#### EXERCISE DIRECTIONS
Your answer should be every line of the entries that has the string "does" in it.
-*-
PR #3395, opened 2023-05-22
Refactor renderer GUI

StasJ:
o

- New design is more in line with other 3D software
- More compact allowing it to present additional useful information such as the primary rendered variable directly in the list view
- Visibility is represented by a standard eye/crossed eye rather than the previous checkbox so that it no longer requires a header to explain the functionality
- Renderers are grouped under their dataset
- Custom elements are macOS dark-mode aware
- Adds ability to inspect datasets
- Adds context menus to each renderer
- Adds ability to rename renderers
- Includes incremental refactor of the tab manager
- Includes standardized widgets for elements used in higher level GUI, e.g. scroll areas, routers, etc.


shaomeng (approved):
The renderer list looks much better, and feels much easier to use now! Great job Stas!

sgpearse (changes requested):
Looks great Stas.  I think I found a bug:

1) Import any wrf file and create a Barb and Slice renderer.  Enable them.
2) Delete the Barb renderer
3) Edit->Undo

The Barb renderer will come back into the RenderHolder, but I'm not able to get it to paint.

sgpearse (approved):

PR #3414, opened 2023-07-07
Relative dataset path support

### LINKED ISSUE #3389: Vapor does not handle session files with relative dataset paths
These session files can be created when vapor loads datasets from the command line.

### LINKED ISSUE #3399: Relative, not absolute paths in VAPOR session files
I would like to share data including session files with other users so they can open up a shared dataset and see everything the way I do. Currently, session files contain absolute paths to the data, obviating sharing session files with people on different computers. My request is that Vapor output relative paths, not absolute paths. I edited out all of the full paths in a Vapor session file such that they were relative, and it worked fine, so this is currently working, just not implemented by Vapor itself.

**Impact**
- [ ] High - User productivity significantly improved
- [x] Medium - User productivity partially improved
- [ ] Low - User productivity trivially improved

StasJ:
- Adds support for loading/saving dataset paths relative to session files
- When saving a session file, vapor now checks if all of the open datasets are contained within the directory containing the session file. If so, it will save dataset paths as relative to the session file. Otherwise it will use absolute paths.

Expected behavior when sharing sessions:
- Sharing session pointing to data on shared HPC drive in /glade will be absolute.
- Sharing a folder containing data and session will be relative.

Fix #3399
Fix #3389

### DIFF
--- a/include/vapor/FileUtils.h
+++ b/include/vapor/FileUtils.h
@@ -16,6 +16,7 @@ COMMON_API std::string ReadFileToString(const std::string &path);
-*-
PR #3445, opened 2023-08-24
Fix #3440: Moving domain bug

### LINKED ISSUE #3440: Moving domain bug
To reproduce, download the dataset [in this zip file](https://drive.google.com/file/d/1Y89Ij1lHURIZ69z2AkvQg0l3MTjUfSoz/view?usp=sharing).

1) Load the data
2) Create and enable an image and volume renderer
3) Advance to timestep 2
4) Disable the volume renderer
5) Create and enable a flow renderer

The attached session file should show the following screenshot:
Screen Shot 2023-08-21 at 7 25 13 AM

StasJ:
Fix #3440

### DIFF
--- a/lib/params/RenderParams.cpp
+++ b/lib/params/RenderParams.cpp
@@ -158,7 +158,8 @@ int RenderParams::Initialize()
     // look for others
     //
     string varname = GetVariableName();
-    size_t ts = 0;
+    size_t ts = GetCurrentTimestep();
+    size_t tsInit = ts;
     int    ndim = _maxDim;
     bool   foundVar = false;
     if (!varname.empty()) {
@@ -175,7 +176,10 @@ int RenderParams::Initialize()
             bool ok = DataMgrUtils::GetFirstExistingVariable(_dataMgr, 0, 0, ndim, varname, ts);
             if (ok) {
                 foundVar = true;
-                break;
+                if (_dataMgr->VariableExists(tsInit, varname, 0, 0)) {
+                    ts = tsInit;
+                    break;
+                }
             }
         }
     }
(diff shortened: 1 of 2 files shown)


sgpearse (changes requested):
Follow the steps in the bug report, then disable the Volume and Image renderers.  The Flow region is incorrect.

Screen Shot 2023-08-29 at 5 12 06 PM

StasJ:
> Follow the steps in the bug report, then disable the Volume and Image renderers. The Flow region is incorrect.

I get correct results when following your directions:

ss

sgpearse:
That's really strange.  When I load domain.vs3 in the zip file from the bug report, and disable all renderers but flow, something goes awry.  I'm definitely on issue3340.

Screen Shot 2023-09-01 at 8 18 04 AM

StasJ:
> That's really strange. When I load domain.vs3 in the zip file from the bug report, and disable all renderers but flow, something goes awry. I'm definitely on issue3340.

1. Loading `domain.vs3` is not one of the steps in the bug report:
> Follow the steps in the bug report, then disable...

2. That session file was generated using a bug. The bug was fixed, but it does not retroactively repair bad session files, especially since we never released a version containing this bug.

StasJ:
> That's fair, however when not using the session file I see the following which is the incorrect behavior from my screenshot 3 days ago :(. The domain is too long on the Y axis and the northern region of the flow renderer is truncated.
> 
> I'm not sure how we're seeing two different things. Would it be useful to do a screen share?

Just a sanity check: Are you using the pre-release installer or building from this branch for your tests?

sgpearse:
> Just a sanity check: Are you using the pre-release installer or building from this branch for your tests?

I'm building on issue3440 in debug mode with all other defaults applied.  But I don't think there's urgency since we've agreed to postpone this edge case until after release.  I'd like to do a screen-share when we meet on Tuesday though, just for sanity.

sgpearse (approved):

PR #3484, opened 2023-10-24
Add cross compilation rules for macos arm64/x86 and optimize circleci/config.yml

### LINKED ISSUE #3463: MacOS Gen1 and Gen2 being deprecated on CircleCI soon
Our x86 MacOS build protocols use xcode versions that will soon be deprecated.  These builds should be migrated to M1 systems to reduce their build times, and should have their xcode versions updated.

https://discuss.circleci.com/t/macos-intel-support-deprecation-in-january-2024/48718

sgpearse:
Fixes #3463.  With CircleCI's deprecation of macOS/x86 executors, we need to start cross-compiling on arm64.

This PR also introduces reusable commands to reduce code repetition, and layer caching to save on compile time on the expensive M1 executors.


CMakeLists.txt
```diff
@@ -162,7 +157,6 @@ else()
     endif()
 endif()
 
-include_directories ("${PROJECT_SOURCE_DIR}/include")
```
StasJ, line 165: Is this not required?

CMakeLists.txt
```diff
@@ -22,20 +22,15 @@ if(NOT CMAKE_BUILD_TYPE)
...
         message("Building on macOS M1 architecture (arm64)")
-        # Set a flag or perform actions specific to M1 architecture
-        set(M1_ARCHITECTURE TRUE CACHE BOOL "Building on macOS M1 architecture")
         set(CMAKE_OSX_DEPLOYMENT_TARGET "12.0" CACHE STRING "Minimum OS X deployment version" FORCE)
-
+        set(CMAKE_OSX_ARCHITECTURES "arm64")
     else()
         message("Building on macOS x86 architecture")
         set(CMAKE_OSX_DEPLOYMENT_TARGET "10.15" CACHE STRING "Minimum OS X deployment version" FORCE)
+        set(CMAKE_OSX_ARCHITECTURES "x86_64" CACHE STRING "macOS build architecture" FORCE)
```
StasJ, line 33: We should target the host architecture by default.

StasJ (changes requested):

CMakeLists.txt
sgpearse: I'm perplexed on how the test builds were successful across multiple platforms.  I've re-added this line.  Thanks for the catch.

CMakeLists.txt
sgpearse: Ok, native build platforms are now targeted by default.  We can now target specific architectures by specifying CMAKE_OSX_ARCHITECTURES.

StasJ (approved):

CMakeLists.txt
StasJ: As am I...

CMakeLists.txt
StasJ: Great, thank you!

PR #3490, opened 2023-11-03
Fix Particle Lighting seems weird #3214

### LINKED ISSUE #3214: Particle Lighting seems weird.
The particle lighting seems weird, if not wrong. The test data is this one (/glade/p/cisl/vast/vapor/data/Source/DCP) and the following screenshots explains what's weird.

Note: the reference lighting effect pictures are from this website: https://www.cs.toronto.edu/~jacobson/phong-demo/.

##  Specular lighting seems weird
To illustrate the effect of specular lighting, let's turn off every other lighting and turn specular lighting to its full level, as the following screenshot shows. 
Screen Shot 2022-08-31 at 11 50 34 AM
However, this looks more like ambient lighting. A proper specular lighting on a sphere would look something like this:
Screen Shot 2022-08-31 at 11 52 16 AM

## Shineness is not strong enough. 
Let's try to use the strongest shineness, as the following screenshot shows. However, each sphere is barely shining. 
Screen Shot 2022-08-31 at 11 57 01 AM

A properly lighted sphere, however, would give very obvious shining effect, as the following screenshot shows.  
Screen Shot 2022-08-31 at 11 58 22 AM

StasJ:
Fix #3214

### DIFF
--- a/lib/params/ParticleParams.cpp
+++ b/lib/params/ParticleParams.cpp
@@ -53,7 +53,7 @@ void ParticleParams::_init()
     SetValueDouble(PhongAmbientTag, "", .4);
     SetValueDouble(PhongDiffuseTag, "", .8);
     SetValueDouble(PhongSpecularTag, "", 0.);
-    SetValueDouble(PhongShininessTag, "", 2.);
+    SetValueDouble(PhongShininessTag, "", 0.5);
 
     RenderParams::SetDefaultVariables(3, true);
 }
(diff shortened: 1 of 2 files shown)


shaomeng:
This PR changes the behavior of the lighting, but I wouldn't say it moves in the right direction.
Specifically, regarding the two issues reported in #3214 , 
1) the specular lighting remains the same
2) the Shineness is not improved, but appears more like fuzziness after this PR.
-*-
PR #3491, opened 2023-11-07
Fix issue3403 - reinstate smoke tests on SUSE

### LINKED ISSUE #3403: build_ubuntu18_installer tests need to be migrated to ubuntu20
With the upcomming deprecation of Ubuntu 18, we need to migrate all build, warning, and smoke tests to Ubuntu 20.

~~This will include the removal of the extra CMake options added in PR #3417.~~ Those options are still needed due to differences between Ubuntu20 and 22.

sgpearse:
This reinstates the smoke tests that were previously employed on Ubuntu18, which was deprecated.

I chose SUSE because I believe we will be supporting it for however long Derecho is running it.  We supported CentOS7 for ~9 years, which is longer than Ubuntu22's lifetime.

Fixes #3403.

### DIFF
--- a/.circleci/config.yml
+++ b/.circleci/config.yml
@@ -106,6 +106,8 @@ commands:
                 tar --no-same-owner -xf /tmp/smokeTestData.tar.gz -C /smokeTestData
-*-
#### RESPONSE FOR THIS EXERCISE
### LINKED ISSUE #3389: Vapor does not handle session files with relative dataset paths
2. That session file was generated using a bug. The bug was fixed, but it does not retroactively repair bad session files, especially since we never released a version containing this bug.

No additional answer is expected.